** Data excerpts follows **
PR #1188, opened 2022-11-20
Make Tooltips Accessible

lkiesow:
When using accessibility tools like screen magnifiers, dynamic screen content can be quite problematic. In particular content, which only appears if you interact with elements somewhere else on the screen. That is the case, for example, with the current implementation of tooltips used by audiobookshelf.

This patch provides a slight adjustment, keeping the tooltips open if you hover over them. This allows users to have better access to the content.

For those unfamiliar with e.g. screen magnification tools, here is a short example:

https://user-images.githubusercontent.com/1008395/202920990-3df731c9-29a6-442d-b845-61364d45c20b.mp4

You couldn't have read the right half of the tooltip if it would still disappear immediately.

### DIFF
--- a/client/components/ui/Tooltip.vue
+++ b/client/components/ui/Tooltip.vue
@@ -21,7 +21,8 @@ export default {
     return {
       tooltip: null,
       tooltipId: null,
-      isShowing: false
+      isShowing: false,
+      hideTimeout: null
     }
   },
   watch: {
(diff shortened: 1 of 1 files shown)


advplyr:
Works great, thanks!

itzexor:
@lkiesow Hello sir, rather than create a new issue I figure I could bring up an issue here where the feature was implemented (I am assuming). I think this change introduced this usability regression:

Recording_2023-12-18_at_03 25 20
which I summarized and commented upon on discord as follows:
`because of the way tooltips are designed here, this UI element is unapproachable from like 110°`
`tooltips really shouldn't even receive events, in most cases they should bubble through and hit on the actual interactive UI element underneath or be dismissed (then bubble it) unless they are an interactive popup (like a notification or something) `
However, advplyr mentioned that it was intentionally changed to do this, and so I searched and found this.

I can totally agree with the rationale behind implementing it this way, but it does seem to come with some slight issues in these edge cases. I think the value of accessibility support outweighs minor "navigation inconveniences" like this, and so I would just ignore it most likely...but I wanted to know if you had any comment on this situation.

Perhaps moving forward the best resolution is to consider this limitation of tooltips when designing adjacent elements or something... Alternatively, a delay before showing the tooltip would likely completely solve this issue and is pretty much the standard for tooltip "display timing", though personally I do kind of prefer the immediate info.

PR #1192, opened 2022-11-21
Update Author Modal on Changes

lkiesow:
If you are on the home page and open the edit author modal, you can automatically update all data by clicking “Quick Match” or you can remove a set image by clicking 🗑.

Both options will update the actual data, but not the data in the open modal. This means that, for example, a picture is still shown in the modal after deleting it. That's confusing.

This patch fixes the bug and makes sure the modal is updated if the data is updated.


springsunx:
I also found this problem. I prefer to automatically get the author's photos in the author directory.

advplyr:
Nice, thanks!

PR #1193, opened 2022-11-21
No feed log level

lkiesow:
This patch drops the log level for logging requests to non-existing feeds from error to debug. The reasoning behind this is that this is a client error and a client error is returned and can be handled by the client.

Otherwise anyone can easily spam the logs with error messages by just requesting non-existing feeds.


advplyr:
Yeah that's true since these are unprotected routes. We may also consider using the rate limit library already in this project to prevent spamming these.

PR #1196, opened 2022-11-21
Update fr.json

tomazed:


tomazed:
- Updated the newest strings
- I've changed some labels that are used for both books and series to include both genders to be grammaticaly correct

advplyr:
Thanks! We can separate those out if you think it is necessary.

tomazed:
> Thanks! We can separate those out if you think it is necessary.

I don't want to burden the translation process more than neccessary. The notation appending "(e)" is valid to refer to both feminine and masculine gender of words, although not very nice to read.
Most language do not bear a gender attribute. Maybe put a pin on this for a later time or if other translator thinks it's necessary for their language.

advplyr:
Makes sense!

PR #1212, opened 2022-11-24
Improve title naming for single file audiobooks when opening RSS feed

Weldawadyathink:
When opening an RSS feed, Audiobookshelf uses the track titles for the individual episodes in the rss feed. This leads to problems with single file audiobooks. The entire book will be titled, for example "Opening Credits" or "Chapter One". This changes the rss feed generator to use the book title instead of the audio title if the book only contains one audio file.


advplyr:
This makes sense to me but I think we should implement it slightly differently.
The function `setFromAudiobookTrack` could receive an additional parameter with either the number of tracks or a flag for if it is a single track audiobook.
Using that parameter would only require a few extra lines of code around setting the title.

Also, there are 2 places where we set the FeedEpisode. The other is `updateFromItem` in `Feed.js`

Weldawadyathink:
Thanks for the feedback. I haven't used JavaScript much before, so I didn't really know what the best way to implement this was. I will reimplement and update the PR.

Weldawadyathink:
Updated. It seemed more elegant to move the implementation details to the setFromAudiobookTrack function. This way, the Feed.js only deals with the high level "is this a podcast or audiobook" decision. It also nicely handles creating and updating an rss feed.

server/objects/FeedEpisode.js
```diff
@@ -92,11 +92,15 @@ class FeedEpisode {
...
+    if (libraryItem.media.tracks.length == 1) { // If audiobook is a single file, use book title instead of chapter/file title
+      var title = libraryItem.media.metadata.title
+    } else {
+      var title = audioTrack.title
+      if (libraryItem.media.chapters.length) {
+        // If audio track start and chapter start are within 1 seconds of eachother then use the chapter title
+        var matchingChapter = libraryItem.media.chapters.find(ch => Math.abs(ch.start - audioTrack.startOffset) < 1)
+        if (matchingChapter && matchingChapter.title) title = matchingChapter.title
+      }
     }
```
advplyr, line 104:
```suggestion
    let title = audioTrack.title
    if (libraryItem.media.tracks.length == 1) { // If audiobook is a single file, use book title instead of chapter/file title
      title = libraryItem.media.metadata.title
    } else {
      if (libraryItem.media.chapters.length) {
        // If audio track start and chapter start are within 1 seconds of eachother then use the chapter title
        var matchingChapter = libraryItem.media.chapters.find(ch => Math.abs(ch.start - audioTrack.startOffset) < 1)
        if (matchingChapter && matchingChapter.title) title = matchingChapter.title
      }
    }
```

advplyr:
Great thanks! 
I just moved the `title` variable out of the if/else block. One of the ugly parts of Javascript is a `var` variable is not block scoped which means you can define it inside a an if/else block and it is available outside of it.
That's why JS introduced the `let` variable since it IS block scoped. I've been trying to use that more recently but you'll see I used `var` all over the place out of old habit.

PR #1220, opened 2022-11-25
Restrict Library Paths

lkiesow:
This patch introduces the new environment variable `MEDIA_BASE_PATH` allowing to restrict the media paths that can be added to libraries and therefore limiting which sections of the filesystem audiobookshelf will scan and potentially serve to the web.

This means, you can, for example, specify that all media are in `/audiobooks`, preventing users to access file system paths not starting with this.

This also prevents things like users specifying `/` as a library path which seems to be a good way for a denial of service attack right now.

The patch also adds the new environment variable to the example Docker commands and docker-compose files, matching the media file specified in those examples.


advplyr:
I'm not sure about this. In the example docker command I wouldn't know what that is and if I included it in my docker run command I wouldn't be able to create the `/podcast` folder that I mapped.

I don't understand the use-case fully. Only admin users can create libraries so you are concerned about an admin user creating a library with a bad folder path?

advplyr:
In Docker only the folders you map to the container will be accessible to Abs. So you should only map the folders you want Abs to have access to.

lkiesow:
You are right, the example isn't the best and there should be either a base path in the example covering both audiobooks and podcasts, or you should be able to specify multiple paths.

The concern is that someone exposes something that shouldn't be exposed. As you pointed out, you need high privileges in audiobookshelf to do that, but for one, limiting the risk if a breach happens is never a bad idea and also, this limits the risk of accidents like e.g. adding `/`. Audiobookshelf didn't really like when I did that.

Docker is also only one deployment method and this is usable for other deployment methods as well.

This isn't a high risk issue, but I don't think hardening this a bit more hurts anyone.

lkiesow:
I thought a bit more about this. Trying to cover multiple paths with a mechanism like this makes it easily very complicated. Simply using something like a comma separated list would mean that we would need to escape actual comma characters if the path contains any, … Better to stay with a very simple mechanism.

I removed this from the example, but you can now still easily use this to limit the library access to a part of the file system, e.g. having all library paths in `/data/`.

What do you think?

advplyr:
I think it will work but you also need to handle the create library function at the top of that script.

lkiesow:
> …but you also need to handle the create library function at the top of that script.

Updated the patch

PR #1221, opened 2022-11-26
Implement a Settings Content component

jmt-gh:
In previous commits, we consolidated all of the settings pages to have the same styling. This commit takes that one step further by extracting out all of that logic to a singular component. This component wraps the content of the settings pages themselves, so it is very easy to use. As well, it has the functionality to pass through the header text, description text, and a method that could be needed to "add a new one" of something for the page (users, libraries, etc.).


advplyr:
Makes sense, thanks!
** End of Data excerpts **
# [Exercise]
Could you return exactly the stretch of the data above that starts at the line with "Hello sir, rather" and ends at the line with "really shouldn't even", both lines included?

# [Result of this exercise]
@lkiesow Hello sir, rather than create a new issue I figure I could bring up an issue here where the feature was implemented (I am assuming). I think this change introduced this usability regression:

Recording_2023-12-18_at_03 25 20
which I summarized and commented upon on discord as follows:
`because of the way tooltips are designed here, this UI element is unapproachable from like 110°`
`tooltips really shouldn't even receive events, in most cases they should bubble through and hit on the actual interactive UI element underneath or be dismissed (then bubble it) unless they are an interactive popup (like a notification or something) `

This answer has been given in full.